╭─ DATA FOR THE TASK

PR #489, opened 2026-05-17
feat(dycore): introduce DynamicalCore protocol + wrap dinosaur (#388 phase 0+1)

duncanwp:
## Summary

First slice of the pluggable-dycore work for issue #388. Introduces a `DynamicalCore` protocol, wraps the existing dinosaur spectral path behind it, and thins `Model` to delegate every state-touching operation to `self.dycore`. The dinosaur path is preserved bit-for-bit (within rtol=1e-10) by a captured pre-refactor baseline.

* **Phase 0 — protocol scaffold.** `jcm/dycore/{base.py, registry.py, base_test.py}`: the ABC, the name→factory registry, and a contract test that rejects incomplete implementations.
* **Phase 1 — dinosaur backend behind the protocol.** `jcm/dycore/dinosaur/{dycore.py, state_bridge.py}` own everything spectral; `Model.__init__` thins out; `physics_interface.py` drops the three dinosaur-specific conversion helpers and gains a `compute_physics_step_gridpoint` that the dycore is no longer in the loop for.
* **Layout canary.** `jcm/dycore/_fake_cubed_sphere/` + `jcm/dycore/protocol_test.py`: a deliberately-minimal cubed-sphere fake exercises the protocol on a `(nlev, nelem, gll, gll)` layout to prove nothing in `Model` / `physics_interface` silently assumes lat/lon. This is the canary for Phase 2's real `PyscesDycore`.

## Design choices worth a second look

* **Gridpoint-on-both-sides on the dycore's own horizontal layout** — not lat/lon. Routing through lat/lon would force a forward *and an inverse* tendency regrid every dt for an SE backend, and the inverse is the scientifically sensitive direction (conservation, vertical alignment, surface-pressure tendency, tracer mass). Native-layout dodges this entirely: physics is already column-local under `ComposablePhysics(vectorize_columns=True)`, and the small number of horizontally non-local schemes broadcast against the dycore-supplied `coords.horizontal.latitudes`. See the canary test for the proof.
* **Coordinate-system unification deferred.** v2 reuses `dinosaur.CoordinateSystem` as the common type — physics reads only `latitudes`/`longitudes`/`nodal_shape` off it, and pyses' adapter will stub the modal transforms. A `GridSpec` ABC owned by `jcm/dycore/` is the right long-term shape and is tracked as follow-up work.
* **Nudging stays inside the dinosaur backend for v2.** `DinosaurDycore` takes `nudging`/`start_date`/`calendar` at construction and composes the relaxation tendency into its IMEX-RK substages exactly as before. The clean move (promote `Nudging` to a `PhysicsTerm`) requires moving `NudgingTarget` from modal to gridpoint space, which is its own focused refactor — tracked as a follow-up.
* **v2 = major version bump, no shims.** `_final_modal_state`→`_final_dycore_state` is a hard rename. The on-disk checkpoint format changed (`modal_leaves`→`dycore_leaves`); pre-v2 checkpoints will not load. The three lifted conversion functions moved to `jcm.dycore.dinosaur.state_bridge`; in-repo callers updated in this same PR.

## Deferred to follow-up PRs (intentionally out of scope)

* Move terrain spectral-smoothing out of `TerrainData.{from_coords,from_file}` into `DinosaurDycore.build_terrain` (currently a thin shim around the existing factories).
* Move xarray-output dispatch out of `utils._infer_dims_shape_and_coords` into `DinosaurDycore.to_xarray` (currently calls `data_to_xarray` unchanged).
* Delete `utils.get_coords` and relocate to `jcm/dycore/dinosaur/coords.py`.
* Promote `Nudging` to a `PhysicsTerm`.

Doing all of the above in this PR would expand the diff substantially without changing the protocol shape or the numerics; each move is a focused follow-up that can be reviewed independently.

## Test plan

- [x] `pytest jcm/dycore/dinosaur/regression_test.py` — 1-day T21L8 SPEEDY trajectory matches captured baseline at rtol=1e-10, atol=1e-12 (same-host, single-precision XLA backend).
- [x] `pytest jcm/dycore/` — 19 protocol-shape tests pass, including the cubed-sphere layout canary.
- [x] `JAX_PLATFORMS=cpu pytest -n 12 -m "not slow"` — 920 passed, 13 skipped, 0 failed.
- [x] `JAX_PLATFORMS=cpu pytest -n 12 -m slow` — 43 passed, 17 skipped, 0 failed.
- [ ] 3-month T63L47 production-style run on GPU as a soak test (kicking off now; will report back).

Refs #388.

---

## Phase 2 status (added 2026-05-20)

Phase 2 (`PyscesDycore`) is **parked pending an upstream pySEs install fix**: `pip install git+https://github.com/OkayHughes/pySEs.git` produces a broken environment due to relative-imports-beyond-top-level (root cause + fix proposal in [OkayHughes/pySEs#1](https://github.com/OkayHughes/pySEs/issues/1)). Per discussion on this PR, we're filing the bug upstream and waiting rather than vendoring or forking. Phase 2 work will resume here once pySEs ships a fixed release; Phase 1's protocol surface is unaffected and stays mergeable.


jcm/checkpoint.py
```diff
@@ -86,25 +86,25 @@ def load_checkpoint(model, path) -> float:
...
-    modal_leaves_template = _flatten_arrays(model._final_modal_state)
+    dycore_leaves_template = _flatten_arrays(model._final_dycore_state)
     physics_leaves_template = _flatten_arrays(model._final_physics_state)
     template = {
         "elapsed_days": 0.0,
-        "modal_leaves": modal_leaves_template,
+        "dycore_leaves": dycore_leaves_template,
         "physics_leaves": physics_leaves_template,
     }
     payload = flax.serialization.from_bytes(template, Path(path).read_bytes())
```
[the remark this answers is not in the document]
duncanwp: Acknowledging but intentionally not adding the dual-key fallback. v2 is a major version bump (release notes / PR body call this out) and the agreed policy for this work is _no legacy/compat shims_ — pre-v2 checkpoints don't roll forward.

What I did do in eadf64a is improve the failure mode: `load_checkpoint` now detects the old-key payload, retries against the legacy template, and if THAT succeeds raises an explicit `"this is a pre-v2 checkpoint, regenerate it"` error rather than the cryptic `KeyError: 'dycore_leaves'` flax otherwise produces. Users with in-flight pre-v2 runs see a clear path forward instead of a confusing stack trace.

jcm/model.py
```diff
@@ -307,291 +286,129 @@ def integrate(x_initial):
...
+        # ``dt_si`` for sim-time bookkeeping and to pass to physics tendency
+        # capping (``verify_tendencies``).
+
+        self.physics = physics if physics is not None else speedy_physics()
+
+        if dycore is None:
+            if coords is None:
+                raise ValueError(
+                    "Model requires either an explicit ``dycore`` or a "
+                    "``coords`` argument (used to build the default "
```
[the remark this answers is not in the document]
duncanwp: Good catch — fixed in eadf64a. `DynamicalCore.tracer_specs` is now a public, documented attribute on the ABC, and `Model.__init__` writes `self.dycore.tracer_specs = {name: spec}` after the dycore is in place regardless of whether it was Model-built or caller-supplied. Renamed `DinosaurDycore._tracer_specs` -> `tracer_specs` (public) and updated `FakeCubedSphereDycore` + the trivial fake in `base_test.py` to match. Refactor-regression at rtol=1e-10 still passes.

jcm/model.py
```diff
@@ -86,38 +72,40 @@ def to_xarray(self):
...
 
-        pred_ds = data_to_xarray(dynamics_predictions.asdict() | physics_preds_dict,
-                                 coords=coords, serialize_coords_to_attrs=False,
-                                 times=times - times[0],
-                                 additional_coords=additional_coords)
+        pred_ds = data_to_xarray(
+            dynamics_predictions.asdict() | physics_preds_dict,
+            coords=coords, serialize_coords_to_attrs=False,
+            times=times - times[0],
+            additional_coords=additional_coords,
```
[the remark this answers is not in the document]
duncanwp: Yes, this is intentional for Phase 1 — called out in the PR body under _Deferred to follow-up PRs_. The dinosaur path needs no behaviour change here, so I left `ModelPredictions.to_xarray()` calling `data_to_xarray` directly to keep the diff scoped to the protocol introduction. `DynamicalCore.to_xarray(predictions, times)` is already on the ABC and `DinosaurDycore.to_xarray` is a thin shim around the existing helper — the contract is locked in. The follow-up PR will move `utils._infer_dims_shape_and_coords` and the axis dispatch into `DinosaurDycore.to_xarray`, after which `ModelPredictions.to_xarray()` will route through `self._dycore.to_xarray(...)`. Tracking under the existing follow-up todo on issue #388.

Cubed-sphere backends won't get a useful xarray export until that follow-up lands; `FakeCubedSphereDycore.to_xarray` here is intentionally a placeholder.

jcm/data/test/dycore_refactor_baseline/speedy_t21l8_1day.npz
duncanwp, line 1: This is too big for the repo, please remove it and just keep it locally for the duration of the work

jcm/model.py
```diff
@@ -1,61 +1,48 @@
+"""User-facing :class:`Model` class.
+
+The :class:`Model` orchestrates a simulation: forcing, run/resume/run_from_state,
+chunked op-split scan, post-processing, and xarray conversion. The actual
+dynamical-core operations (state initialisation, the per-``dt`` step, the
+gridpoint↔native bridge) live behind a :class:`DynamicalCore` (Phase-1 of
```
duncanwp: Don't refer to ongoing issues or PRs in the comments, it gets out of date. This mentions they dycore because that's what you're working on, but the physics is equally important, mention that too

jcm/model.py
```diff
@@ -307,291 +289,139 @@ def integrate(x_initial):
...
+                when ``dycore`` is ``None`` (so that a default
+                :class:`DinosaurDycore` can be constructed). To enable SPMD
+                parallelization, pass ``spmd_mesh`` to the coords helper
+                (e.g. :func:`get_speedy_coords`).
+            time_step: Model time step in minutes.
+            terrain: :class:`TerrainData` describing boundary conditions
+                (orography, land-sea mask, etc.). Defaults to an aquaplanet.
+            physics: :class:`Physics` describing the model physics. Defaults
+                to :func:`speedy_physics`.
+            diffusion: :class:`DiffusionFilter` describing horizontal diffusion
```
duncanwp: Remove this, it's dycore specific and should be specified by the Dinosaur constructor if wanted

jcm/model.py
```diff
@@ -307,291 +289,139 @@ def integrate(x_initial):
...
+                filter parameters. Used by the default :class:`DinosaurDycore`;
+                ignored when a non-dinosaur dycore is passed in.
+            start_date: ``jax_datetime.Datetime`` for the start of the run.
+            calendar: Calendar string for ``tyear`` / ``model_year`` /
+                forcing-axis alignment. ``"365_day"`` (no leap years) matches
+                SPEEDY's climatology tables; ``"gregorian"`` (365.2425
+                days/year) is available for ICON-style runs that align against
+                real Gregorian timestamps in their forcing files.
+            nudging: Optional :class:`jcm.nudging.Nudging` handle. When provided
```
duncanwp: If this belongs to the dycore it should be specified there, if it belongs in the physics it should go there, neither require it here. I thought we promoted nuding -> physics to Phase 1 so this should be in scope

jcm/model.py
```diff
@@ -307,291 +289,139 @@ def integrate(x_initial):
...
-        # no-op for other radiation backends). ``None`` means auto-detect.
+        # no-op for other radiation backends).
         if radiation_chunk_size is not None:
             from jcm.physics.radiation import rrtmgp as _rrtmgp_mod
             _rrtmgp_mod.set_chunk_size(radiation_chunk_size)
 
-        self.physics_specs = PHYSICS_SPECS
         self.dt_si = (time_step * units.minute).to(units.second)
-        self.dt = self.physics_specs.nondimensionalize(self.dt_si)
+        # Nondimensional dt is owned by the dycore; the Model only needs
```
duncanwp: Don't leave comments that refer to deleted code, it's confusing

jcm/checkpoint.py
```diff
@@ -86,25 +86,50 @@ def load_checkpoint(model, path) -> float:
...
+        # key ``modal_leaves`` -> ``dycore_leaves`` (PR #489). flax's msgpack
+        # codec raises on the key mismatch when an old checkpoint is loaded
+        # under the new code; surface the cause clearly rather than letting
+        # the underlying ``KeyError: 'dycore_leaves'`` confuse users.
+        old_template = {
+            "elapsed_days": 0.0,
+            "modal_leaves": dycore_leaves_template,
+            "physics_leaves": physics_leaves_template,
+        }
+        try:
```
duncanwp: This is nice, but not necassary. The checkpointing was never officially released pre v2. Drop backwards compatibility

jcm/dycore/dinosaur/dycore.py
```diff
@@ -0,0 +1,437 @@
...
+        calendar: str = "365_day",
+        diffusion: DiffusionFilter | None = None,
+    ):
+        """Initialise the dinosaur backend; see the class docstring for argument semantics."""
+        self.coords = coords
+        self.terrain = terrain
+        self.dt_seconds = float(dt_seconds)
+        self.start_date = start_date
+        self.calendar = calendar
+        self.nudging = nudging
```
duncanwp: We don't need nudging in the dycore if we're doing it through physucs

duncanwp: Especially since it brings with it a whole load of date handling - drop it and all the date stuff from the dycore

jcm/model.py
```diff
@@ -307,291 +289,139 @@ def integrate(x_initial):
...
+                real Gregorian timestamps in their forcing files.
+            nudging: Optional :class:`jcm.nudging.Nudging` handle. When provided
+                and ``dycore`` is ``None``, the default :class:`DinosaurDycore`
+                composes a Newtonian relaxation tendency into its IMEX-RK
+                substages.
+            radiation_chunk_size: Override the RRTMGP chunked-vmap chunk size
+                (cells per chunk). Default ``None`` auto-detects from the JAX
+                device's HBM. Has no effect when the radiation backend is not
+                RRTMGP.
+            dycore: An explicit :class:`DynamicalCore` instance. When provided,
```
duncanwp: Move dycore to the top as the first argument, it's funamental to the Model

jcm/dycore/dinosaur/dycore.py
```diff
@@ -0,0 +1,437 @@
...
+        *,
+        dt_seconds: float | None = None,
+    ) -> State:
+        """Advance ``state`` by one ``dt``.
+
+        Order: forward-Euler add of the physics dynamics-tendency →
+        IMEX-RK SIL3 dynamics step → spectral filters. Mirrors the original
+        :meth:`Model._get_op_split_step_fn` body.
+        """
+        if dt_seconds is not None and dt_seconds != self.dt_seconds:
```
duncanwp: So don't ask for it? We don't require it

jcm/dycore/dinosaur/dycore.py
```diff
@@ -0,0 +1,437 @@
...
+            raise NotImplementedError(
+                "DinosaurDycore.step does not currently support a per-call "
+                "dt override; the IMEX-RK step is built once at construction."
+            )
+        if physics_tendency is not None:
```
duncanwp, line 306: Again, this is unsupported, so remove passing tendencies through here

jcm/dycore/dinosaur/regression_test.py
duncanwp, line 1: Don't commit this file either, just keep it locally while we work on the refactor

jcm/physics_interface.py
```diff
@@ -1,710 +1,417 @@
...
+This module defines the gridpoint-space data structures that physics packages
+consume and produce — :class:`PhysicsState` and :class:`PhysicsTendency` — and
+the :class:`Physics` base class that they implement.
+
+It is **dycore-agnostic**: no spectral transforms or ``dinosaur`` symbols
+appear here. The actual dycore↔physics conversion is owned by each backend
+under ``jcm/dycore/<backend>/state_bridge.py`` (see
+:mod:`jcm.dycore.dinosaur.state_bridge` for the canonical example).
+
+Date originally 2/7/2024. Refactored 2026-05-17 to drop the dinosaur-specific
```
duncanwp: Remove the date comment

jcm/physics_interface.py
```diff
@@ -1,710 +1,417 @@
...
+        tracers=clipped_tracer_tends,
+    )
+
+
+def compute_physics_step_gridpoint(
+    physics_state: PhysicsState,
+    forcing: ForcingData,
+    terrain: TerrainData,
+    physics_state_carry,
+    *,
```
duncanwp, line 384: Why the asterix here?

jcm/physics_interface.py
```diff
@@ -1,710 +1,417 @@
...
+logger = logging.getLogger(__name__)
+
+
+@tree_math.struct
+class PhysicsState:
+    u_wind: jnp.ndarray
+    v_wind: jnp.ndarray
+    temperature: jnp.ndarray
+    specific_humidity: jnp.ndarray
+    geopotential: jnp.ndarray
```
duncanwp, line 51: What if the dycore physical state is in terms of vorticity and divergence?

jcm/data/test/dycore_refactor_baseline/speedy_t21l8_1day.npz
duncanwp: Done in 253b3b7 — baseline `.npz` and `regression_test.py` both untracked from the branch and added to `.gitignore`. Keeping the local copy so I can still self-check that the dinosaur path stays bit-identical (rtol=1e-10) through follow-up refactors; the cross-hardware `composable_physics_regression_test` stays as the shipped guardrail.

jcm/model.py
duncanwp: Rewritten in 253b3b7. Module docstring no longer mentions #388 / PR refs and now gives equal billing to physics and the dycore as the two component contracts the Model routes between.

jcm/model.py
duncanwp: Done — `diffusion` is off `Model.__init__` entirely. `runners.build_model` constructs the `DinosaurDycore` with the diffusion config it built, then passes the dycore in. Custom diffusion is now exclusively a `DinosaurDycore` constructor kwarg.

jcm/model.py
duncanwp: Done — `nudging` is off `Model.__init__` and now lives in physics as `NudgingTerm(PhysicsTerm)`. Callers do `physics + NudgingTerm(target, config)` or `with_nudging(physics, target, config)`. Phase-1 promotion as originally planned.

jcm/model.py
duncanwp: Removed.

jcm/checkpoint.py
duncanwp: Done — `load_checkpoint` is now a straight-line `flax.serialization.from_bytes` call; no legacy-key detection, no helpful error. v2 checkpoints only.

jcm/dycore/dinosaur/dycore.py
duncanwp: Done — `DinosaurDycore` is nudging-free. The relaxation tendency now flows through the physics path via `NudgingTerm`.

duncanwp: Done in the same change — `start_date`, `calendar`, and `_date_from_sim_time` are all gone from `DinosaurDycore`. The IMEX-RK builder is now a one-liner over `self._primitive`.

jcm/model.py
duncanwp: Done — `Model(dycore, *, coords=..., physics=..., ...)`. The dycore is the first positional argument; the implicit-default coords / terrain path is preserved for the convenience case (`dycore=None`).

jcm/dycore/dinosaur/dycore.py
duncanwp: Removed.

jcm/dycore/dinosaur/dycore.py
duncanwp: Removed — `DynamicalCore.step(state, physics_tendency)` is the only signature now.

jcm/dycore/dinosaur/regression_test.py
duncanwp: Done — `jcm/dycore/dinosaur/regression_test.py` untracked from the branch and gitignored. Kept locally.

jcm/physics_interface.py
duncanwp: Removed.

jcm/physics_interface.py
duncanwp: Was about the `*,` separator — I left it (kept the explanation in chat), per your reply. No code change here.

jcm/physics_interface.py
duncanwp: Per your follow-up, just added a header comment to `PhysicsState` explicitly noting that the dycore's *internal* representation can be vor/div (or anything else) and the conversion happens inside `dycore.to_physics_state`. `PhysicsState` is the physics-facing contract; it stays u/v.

╰─

### TASK GOAL
Each line of the data that includes "skipped" should be copied.

### ANSWER SECTION
- [x] `JAX_PLATFORMS=cpu pytest -n 12 -m "not slow"` — 920 passed, 13 skipped, 0 failed.
- [x] `JAX_PLATFORMS=cpu pytest -n 12 -m slow` — 43 passed, 17 skipped, 0 failed.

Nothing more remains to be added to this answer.